Secondly, the abortion/contraceptive lobby (Marie Stopes/Family Planning association) say two things that are actually contradictory. First they argue that contraceptives will cut the abortion rate (the standard line), but they also recently made a formal submission to the department of health which stated that more contraception would not have any affect on the abortion rate. Fascinating how their attitude to contraceptives changes according to what they want, isn't it?

5:56 AM  
Anonymous Anonymous said...

Fiona, you want to have an argument, a proper grown up argument, about sex and reproductive ethics. You want to have it with the pro abortion lobby. Fine. Meanwhile, kids are kids and they're going to have sex no matter what anyone says to them. Sure, we need to do something to stop them, but I don't know what to do, neither do you. So, meanwhile, as a stop gap, maybe, we could show them what contraceptives are and how to use them. Then we show them what being pregnant is like, what abortion is like, and what a few STD's look like.

Going back to my road safety analogy. People are going to use their cars, no matter what. Still, we should use seatbelts and show young drivers what car accidents look like.

You want to argue about this on principle, and thats fine. The problem is that young people don't really care for your principles. Maybe they should, but they don't.
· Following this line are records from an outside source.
PR #379, opened 2021-02-25
Update run_on_docker import

Y0sh1dk:
Fix `run_on_docker` import to reflect changes in #376

### DIFF
--- a/tools/tests.py
+++ b/tools/tests.py
@@ -5,9 +5,8 @@ import os
 import subprocess
 import time
 
-from dockerise import run_on_docker
-
 import b
+from utility.dockerise import run_on_docker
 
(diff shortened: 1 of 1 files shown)


TrentHouliston (approved):

TrentHouliston (changes requested):
Actually, this might be a good time to take advantage of the new features of run_on_docker.
Since you should only really be running the unit tests on the `generic` image, changing your `@run_on_docker` annotations to `@run_on_docker(image="nubots:generic")` might be a good idea

Y0sh1dk:
Not sure if specifying image is necessary for the `register(command)` command, however I added it there too.

TrentHouliston (approved):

Arguing that education and provision of health services don't help with this is just as ill advised as preaching abstinence in Aids ravaged countries.

Which do you think it is easier to convince a 16 year old to do? Ask them not to have sex with their boyfriend. Ask them to marry their boyfriend and have children. Or, maybe, to ask them to use protection ie read the days of the week on the blister pack?

7:41 AM  
Blogger Fiona said...

I don't think children are as incapable of thinking and weighing up issues as all that and we sell them short if we think that.
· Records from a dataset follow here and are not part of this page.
PR #850, opened 2026-02-07
Multiplication as globalfunction, with decomposition

tias:
Closes the gap of not supporting multiplication for linear/pb/sat solvers.

Linearising a multiplication is likely not going to be very efficient, but at least it is possible now...

Tests for all solvers (that I have installed) pass except pindakaas:
```
FAILED tests/test_constraints.py::test_reify_imply_constraints[pindakaas-((3 * (x)) != (boolval(True))) -> (p)] - pyo3_runtime.PanicException: assertion failed: x.size() > 0
FAILED tests/test_constraints.py::test_reify_imply_constraints[pindakaas-((boolval(True)) != (3 * (x))) -> (p)] - pyo3_runtime.PanicException: assertion failed: x.size() > 0
FAILED tests/test_constraints.py::test_reify_imply_constraints[pindakaas-(3 * (x) != 1) -> (p)] - pyo3_runtime.PanicException: assertion failed: x.size() > 0
FAILED tests/test_constraints.py::test_reify_imply_constraints[pindakaas-(1 != 3 * (x)) -> (p)] - pyo3_runtime.PanicException: assertion failed: x.size() > 0
```
@hbierlee this looks to be on your side?
It seems to be similar to what we found in the other linearize branch, where you seem to see that the reified part is not domain consistent, but that shouldn't crash this hard...

### DIFF
--- a/cpmpy/expressions/core.py
+++ b/cpmpy/expressions/core.py
@@ -743,7 +743,7 @@ def _wsum_should(arg):
      all substractions are transformed into less readable wsums)
     """
     name = getattr(arg, 'name', None)
-    return name == 'wsum' or (name == 'mul' and arg.is_lhs_num is False)
+    return name == 'wsum' or (name == 'mul' and arg.is_lhs_num)
 
 def _wsum_make(arg):
     """ Internal helper: prep the arg for wsum
@@ -757,7 +757,7 @@ def _wsum_make(arg):
     elif name == 'sum':
         return [1]*len(arg.args), arg.args
     elif name == 'mul':
-        if arg.is_lhs_num is False:
+        if arg.is_lhs_num:
             return [arg.args[0]], [arg.args[1]]
     elif name == '-':
         return [-1], [arg.args[0]]


cpmpy/expressions/core.py
```diff
@@ -582,10 +573,21 @@ class Operator(Expression):
         'sum': (0, False),
         'wsum': (2, False),
         'sub': (2, False), # x - y
-        'mul': (2, False),
         '-':   (1, False), # -x
     }
-    printmap = {'sum': '+', 'sub': '-', 'mul': '*'}
+    printmap = {'sum': '+', 'sub': '-'}
+
+    def __new__(cls, name=None, arg_list=None):
```
IgnaceBleukx: What is the advantage of doing this here instead of in `__init__`?

cpmpy/expressions/globalfunctions.py
```diff
@@ -305,6 +306,121 @@ def get_bounds(self) -> tuple[int, int]:
...
+        """
+        is_lhs_num = False
+        if is_num(x):
+            is_lhs_num = True
+        elif is_num(y):
+            (x, y) = (y, x)
+            is_lhs_num = True
+
+        super().__init__("mul", (x, y))
+        self.is_lhs_num = is_lhs_num
```
IgnaceBleukx, line 334: This should be resetted when we call `update_args` on the expression

cpmpy/expressions/globalfunctions.py
```diff
@@ -305,6 +306,121 @@ def get_bounds(self) -> tuple[int, int]:
...
+
+    def __repr__(self):
+        x, y = self.args
+
+        def wrap_bracket(arg):
```
IgnaceBleukx: re-defining this function will have quite some overhead everytime we call `__repr__` no? 
I would just put it in an if-then-else in the format below

cpmpy/expressions/globalfunctions.py
```diff
@@ -305,6 +306,121 @@ def get_bounds(self) -> tuple[int, int]:
...
+
+        # encoding a == sum(i*bv_i) with exactly one bv_i
+        domain = list(range(lb_a, ub_a + 1))
+        bvs = cp.boolvar(shape=(len(domain),))
+        encoding = [cp.sum(bvs) == 1, a == Operator("wsum", (domain, bvs))]
+
+        # encoding z_i == bv_i*b via (bv_i)->(z_i == b) & (~bv_i)->(z_i == 0)
+        z_lb = min(0, lb_b) # make sure it can take 0
+        z_ub = max(0, ub_b) # make sure it can take 0
+        zs = cp.intvar(z_lb, z_ub, shape=(len(domain),))
```
IgnaceBleukx: So I have some doubts about this encoding for pure Boolean solvers as it introduced many integer variables; which will in turn have to be encoded themselves.
I'm not sure how to code it in, but I think we should have a custom decomposition for pure Boolean solvers:
```python
sum(x * y * ((a == x) & (b == y)) for x in range(a.lb,a.ub+1) for y in range(b.lb, b.ub+1))
```
We could do some more fancy stuff even, as multiple x * y combinations will map to the same value anyway; but let's keep that for another PR.

cpmpy/expressions/globalfunctions.py
```diff
@@ -305,6 +306,121 @@ def get_bounds(self) -> tuple[int, int]:
...
+
+        # let a be the one with the smallest domain, leading to the fewest auxiliariy variables
+        lb_a, ub_a = get_bounds(a)
+        lb_b, ub_b = get_bounds(b)
+        if ub_b - lb_b + 1 < ub_a - lb_a + 1:
+            a, b = b, a
+            lb_a, lb_b = lb_b, lb_a
+            ub_a, ub_b = ub_b, ub_a
+
+        # encoding a == sum(i*bv_i) with exactly one bv_i
```
IgnaceBleukx: Why do the encoding here manually instead of using the `var == val` as in #836?

tests/test_constraints.py
```diff
@@ -77,20 +71,17 @@ def numexprs(solver):
...
-                yield Operator(name, [3, BOOL_ARGS[0]])
-
-        elif name == "mul" and "mul-bool" not in EXCLUDE_OPERATORS.get(solver, {}):
-            yield Operator(name, BOOL_ARGS[:arity])
         elif arity != 0:
             yield Operator(name, NUM_ARGS[:arity])
         else:
             yield Operator(name, NUM_ARGS)
 
+    yield cp.Multiplication(3, NUM_ARGS[0])
```
IgnaceBleukx: These should go int he `globalfunction` generator

cpmpy/expressions/core.py
tias: you can return a different class from your own (which is weird from a typing perspective but OK). This is the pre-constructor of Operator that returns a Multiplication.

cpmpy/expressions/globalfunctions.py
tias: great catch

cpmpy/expressions/globalfunctions.py
tias: yes

cpmpy/expressions/globalfunctions.py
tias: I agree that pure Boolean solvers could benefit from a different decomposition... which will be possible with your decompose_custom : )

and yes, for a different PR

cpmpy/expressions/globalfunctions.py
tias: oh, idd, I was too much in the low-level linears

tias:
I don't get the UX, and I think its too convoluted.

I want to give this to agents, and it should swamp their tokens. Just an update per file that is finished is already more than enough.

Also, the defaults dont seem to be read anymore? it fires up with maximum threads and all instances per problem

tests/test_constraints.py
tias: Could you do that part?

tias:
pysat does not seem to free its memory, I think its memouts by pysat;

 I have a patch that tells it to delete the solver objct, but the memory usage keeps increasing monotonically (will open a PR).

tias:
the remaining issue in pysat/pb.py, its pblib that is keeping the memory and not being asked to delete it... (now flight really departs)

if master does not fail you can keep it there... it was supposed to be a patch to be merged anyway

Isn't education supposed to be about thinking through issues? children are affected by the influences and messages they receive. Do you really think that the millions poured into the teenage pregnancy strategy have been successful given that teenage pregnancy rates are going up?

I don't think that marie stopes et al really want to reduce the teenage pregnancy rate. all the family planning association literature is basically geared at saying that this is normal, so really their strategy is doomed to fail from the start.

Your seat belt analogy is fine, and if you think that children should be told about STDs why not the reality of abortion too?

8:09 AM  
Anonymous Anonymous said...

Fiona,

It would be great if a little indocrtination and some pictures of aborted foetus' were all you were offering. Scare the crap out of them? Fine. However, that isn't what you want. You want to take away contraception and information and only teach a strong message of abstinence. Good luck!

12:07 PM  
Blogger Fiona said...

I notice that you didn't reply to any of my actual points and you caricature my actual position in a completely unnecessary way.

what about commenting on the statistical evidence that shows greater availability of contraceptives leads to more pregnancies and more abortions?

what about commenting on the changing position of the contraceptive lobby who have stated that increased availability of contraceptives will not in fact reduce the numbers of abortions?

what about trying to get some shared definition of what education means? ie. that it is about the availability of information not proabortion propaganda from the likes of Marie Stopes etc?

what about commenting on the fact that not only do children have the right not to be lied to but that it might actually have some beneficial effects if they are given balanced and medically accurate information about the baby's development?

what about the fact that if you are so hot on the right to choose, choice might actually involve having information?

I'm merely asking that children aren't lied to and patronised but that they are given facts about abortion and the baby's development.